Abstract: In most applications using genetic programming (GP), objective functions are obtained by a terminating calculation. However, the terminating calculation cannot evaluate distributed fault-tolerant programs accurately. A key distinction in synthesizing distributed fault-tolerant programs is that they are inherently non-deterministic, potentially having infinite computations and executing in an unpredictable environment. In this study, we apply a model checking technique - Binary Decision Diagrams (BDDs) - to GP, evaluating distributed programs by computing reachable states of the given program and identifying whether it satisfies its specification. We present scenario-based multi-objective approach, and each program is evaluated under different scenarios which represent various environments. The computation of the programs are considered in two different semantics respectively: interleaving and maximum-parallelism. In the end, we illustrate our approach with a Byzantine agreement problem, a token ring problem and a consensus protocol using failure detector S. For the first time, this work automatically synthesizes the consensus protocol with S. The results show the proposed method enhances the effectiveness of GP in all studied cases when using maximum-parallelism semantic.

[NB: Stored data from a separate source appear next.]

PR #73, opened 2016-07-26
Increased functionality of the Rhythm FPGA module

NewmanMemoryLab:
Our lab is using the DAC TTL functionality of the Rhythm FPGA to create a digital sync pulse between Open Ephys and other software (in our case, Bonsai). This update edits the display of the Rhythm FPGA module. 

What it does: Adds the ability to feed one of the input channels of the Intan board to one of the digital out pins on the board. A threshold in microvolts is set to determine what voltages of the input signal is determined "high" or "low", and the digital out pin will output the corresponding digital signal. (A positive threshold states that "high" is all voltages above that threshold, while a negative threshold states that "high" is all voltages below that threshold). Activating the DAC TTL button enables the DAC TTL functionality, while enabling a pin button activates the corresponding digital out pin. The channels are the input channels from the amplifier boards. While we're only trying to create a unique sync pulse, you can also use this to create a sync pulse that corresponds to neural spiking.

Due to space limitations, I've only added digital out pins 2-7 to be used, also because pins 0-1 can also be used for audio out. I'm fairly new to editing in C++, so any feedback is appreciated to make is more versatile or efficient.


aacuevas:
Hi,

Thanks for the code! We had at some point a similar functionality (thus the existing methods) but it wasn't complete, this is quite useful. I see, right away, three issues with the pull request, though. From less to more important:

-The pull request should be issued against the development branch, not the master one. All new development is being done in that branch while master is for tested versions of the GUI and the only commits that might go in there are critical fixes.

-As you yourself say, the Rhythm node editor ends being huge. Since the processor already has a canvas window for setting the name channels (can be opened by clicking the icons on the top right side of the editor) why not to move the DAC TTL selection interface to there? You'll have more space to work.

-And now the really important one: Do not call anything from `evalBoard `from a method that gets called when clicking a button. That includes the `setDACchannel` or `enableDAC` methods. The low-level funtions to handle the FPGA are not thread safe, as such, trying to change parameters while acquisition is running can (an does) cause issues, since the graphical interface and data acquisition tun on two different threads and the parameter command might be issued while the data transfer command is running, corrupting the FPGA state. As you saw, we have a `dacOutputsShouldChange` boolean variable to solve this: the GUI methods set some temporal variables and assert that and then all relevant parameters get updated in the `updateBuffers` method, just between calls to the data transfer command, to be sure that they do not collide. I don't know why you removed the code working that way from the already present methods but please rework them so they use that architecture, or any other that can prevent the race conditions.

Best,
Aarón.

PR #77, opened 2016-08-20
Sharp Wave Ripple Detector Plugin

annam95:
My lab is using open-ephys to investigate the role of [Sharp Wave Ripples (SWR)](http://onlinelibrary.wiley.com/doi/10.1002/hipo.22488/full) in a rodent neural circuit. We will use a similar closed loop system to the one described in [Siegle and Wilson](https://elifesciences.org/content/3/e03061). 

For this purpose, I developed a "SWRDetector" plugin. Much of the code for this plugin is based on the Phase Detector plugin. The algorithm used for SWR detection is based on [Stark et. al.](http://www.ncbi.nlm.nih.gov/pmc/articles/PMC4393648/):
- compute the RMS value of two running windows, long (2s) and short (8 ms), of band-pass filtered (80-250 Hz) signal
- when RMSShort > k \* RMSLong for continuous 8ms, trigger an event, with k a float constant input by user into GUI (threshold constant)
- event-on time can be input by user in GUI (event stimulation time)

I thought this plugin may be useful for other labs investigating SWRs, however, testing on its detection accuracy is so far limited. This is my first pull request, so any feedback on my code, or the way I submitted the pull request would be appreciated.


medengineer:
External plugins are now hosted on a separate repo.

zkcsmxz:
Could you tell me how to download and use this plugin, please? thanks a lot!

jsiegle:
Hi @zkcsmxz, this plugin never made it into the official released version of the GUI, but the source code is available here: https://github.com/mccannannamary/plugin-GUI/tree/master/Source/Plugins/SWRDetector

We've made a bunch of changes in the 4 years since the code was last updated, so it's not going to work as-is. We are now distributing selected plugins through a centralized repository, and this one is on the list of candidates to adapt and share. But we don't have an exact timeline for when this will be made available.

CSE-39  Continuous Authentication of Mobile User: Fusion of Face Image and Inertial Measurement Unit Data

Authors: David Crouse; Hu Han; Deepak Chandra; Brandon Barbello; Anil Jain

Abstract: Mobile devices can carry large amounts of personal data, but are often left unsecured. PIN locks are inconvenient to use and thus have seen low adoption (33% of users). While biometrics are beginning to be used for mobile device authentication, they are used only for initial unlock. Mobile devices secured with only login authentication are still vulnerable to data theft when in an unlocked state. We introduce a face-based continuous authentication system that operates in an unobtrusive manner, including a methodology for fusing mobile device (unconstrained) face capture with gyroscope, accelerometer, and magnetometer data to correct for camera orientation and, by extension, the orientation of the face image. Experiments demonstrate both improvement of face recognition accuracy from face orientation correction and the efficacy of the prototype continuous authentication system.